- Work instructions
Lines in the data below that contain the word "Chinese" are to be copied.

*-*-*

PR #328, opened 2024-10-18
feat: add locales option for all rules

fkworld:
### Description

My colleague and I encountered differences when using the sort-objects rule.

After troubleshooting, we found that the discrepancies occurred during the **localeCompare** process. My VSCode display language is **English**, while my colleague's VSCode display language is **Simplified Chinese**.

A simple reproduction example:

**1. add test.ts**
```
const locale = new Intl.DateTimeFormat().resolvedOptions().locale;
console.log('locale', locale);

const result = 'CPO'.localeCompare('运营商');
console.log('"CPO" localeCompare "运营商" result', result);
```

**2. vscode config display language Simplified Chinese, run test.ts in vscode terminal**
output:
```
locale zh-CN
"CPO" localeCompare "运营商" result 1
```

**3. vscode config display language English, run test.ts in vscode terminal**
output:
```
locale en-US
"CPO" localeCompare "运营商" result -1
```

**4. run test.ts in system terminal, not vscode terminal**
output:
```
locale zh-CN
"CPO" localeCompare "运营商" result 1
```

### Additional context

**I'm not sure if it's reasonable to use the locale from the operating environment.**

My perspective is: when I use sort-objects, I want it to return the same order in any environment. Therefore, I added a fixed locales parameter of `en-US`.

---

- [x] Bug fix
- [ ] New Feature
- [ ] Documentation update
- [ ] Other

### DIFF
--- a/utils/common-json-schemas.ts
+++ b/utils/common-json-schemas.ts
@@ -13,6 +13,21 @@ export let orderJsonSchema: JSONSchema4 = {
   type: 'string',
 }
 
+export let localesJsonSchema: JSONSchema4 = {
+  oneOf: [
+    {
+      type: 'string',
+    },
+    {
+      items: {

*-*-*

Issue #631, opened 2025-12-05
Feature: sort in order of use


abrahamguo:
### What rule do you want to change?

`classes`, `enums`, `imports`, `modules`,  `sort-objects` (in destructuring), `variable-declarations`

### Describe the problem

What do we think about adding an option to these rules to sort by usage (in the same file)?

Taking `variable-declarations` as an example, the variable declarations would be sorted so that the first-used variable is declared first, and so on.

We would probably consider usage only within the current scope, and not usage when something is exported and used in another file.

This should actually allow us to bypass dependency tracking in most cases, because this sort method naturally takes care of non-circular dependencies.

*-*-*

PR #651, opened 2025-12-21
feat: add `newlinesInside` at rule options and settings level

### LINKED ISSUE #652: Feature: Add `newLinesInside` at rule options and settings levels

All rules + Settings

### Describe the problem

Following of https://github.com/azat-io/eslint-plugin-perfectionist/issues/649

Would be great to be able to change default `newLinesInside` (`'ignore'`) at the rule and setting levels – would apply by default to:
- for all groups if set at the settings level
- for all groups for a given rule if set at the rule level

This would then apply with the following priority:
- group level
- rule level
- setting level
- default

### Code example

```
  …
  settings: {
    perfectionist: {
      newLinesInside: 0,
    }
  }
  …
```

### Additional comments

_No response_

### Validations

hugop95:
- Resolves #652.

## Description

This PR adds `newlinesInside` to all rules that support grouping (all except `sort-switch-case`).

*-*-*

- Result of the task
After troubleshooting, we found that the discrepancies occurred during the **localeCompare** process. My VSCode display language is **English**, while my colleague's VSCode display language is **Simplified Chinese**.
**2. vscode config display language Simplified Chinese, run test.ts in vscode terminal**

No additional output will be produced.